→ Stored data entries
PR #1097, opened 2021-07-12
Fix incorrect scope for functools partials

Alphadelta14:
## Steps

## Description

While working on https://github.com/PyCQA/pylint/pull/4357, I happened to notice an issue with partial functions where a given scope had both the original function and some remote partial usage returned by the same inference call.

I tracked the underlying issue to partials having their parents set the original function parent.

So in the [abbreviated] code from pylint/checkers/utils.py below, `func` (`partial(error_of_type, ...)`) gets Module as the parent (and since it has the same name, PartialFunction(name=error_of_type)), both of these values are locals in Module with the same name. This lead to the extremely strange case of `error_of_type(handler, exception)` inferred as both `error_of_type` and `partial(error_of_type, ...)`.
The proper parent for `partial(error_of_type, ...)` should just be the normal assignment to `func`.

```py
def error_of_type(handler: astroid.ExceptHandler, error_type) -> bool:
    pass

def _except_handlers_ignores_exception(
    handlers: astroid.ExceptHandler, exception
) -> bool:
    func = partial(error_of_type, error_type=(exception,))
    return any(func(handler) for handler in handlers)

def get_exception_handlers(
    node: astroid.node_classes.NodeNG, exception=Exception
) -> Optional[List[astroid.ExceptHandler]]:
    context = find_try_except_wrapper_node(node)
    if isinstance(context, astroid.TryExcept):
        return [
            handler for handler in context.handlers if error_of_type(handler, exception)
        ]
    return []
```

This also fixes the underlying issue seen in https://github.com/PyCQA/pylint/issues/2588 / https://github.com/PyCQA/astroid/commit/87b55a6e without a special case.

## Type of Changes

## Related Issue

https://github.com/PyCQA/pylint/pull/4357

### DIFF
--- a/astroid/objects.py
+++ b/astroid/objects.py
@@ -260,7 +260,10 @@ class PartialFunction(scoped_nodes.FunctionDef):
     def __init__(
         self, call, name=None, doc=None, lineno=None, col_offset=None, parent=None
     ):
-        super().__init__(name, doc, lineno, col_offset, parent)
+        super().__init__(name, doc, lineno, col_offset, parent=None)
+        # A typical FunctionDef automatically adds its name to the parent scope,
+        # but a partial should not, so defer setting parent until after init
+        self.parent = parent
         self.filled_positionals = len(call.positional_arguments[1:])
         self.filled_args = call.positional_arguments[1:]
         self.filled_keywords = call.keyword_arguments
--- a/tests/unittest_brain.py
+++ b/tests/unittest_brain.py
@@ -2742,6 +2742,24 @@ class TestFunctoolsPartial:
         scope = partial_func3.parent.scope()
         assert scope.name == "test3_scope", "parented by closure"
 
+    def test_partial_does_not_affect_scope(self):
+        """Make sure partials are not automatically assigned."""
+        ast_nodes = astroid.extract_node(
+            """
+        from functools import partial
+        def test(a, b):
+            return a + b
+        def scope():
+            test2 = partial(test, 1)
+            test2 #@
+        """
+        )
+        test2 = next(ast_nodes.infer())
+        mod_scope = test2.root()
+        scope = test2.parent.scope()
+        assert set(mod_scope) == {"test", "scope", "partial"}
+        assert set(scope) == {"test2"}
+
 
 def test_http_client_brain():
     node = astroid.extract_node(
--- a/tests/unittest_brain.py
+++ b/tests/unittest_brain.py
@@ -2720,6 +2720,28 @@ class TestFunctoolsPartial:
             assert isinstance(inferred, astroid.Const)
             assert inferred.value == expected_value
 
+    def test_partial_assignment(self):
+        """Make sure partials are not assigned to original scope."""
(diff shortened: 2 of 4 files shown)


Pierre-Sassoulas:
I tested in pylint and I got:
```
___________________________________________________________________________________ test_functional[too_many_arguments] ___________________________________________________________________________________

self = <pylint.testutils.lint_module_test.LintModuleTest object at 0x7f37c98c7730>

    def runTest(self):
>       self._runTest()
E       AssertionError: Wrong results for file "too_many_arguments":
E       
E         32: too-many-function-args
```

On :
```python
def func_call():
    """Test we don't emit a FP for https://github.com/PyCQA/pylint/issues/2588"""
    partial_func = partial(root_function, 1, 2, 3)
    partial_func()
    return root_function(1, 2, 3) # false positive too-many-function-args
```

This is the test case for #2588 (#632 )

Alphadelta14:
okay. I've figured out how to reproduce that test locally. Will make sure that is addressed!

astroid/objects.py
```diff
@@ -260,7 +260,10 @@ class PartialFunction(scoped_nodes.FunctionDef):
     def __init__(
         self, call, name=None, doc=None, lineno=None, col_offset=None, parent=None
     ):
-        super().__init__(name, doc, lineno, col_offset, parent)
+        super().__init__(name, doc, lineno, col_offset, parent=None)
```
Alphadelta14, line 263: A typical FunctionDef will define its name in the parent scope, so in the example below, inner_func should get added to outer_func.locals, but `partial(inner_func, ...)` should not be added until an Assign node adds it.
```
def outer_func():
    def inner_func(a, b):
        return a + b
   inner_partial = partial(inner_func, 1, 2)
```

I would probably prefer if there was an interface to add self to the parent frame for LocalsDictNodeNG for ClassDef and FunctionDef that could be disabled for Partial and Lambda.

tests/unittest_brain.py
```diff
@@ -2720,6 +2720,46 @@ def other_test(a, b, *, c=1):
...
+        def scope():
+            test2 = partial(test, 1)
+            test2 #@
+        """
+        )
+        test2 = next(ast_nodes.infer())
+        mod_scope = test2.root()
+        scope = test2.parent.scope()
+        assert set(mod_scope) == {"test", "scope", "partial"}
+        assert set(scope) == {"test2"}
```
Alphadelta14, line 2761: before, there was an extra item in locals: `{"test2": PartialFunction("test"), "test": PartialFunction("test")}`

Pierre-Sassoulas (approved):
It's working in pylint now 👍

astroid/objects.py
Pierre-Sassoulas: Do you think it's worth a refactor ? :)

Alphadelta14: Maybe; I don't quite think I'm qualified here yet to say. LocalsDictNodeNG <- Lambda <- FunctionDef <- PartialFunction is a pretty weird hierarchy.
...
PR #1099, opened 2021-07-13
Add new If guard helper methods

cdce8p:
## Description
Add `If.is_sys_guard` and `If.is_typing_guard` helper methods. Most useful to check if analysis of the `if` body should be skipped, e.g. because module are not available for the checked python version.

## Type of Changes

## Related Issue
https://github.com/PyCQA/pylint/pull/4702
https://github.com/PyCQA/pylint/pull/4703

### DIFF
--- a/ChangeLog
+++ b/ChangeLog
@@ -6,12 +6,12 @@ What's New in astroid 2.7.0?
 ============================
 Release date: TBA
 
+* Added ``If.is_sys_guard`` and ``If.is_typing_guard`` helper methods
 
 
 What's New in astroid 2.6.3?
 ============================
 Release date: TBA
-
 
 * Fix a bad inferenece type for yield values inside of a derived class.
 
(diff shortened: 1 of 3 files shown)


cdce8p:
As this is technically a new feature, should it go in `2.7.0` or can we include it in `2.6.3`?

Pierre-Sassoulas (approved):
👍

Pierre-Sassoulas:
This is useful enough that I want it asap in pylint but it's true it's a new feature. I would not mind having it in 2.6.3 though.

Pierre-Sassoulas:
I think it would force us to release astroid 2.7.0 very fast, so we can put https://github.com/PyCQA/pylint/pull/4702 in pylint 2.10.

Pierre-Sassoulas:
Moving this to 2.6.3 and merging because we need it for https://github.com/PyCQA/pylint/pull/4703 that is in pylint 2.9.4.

→ PROBLEM DESCRIPTION
Note every line of the entries in which "objects" appears, and copy it down.

→ REPLY
--- a/astroid/objects.py
+++ b/astroid/objects.py
astroid/objects.py
astroid/objects.py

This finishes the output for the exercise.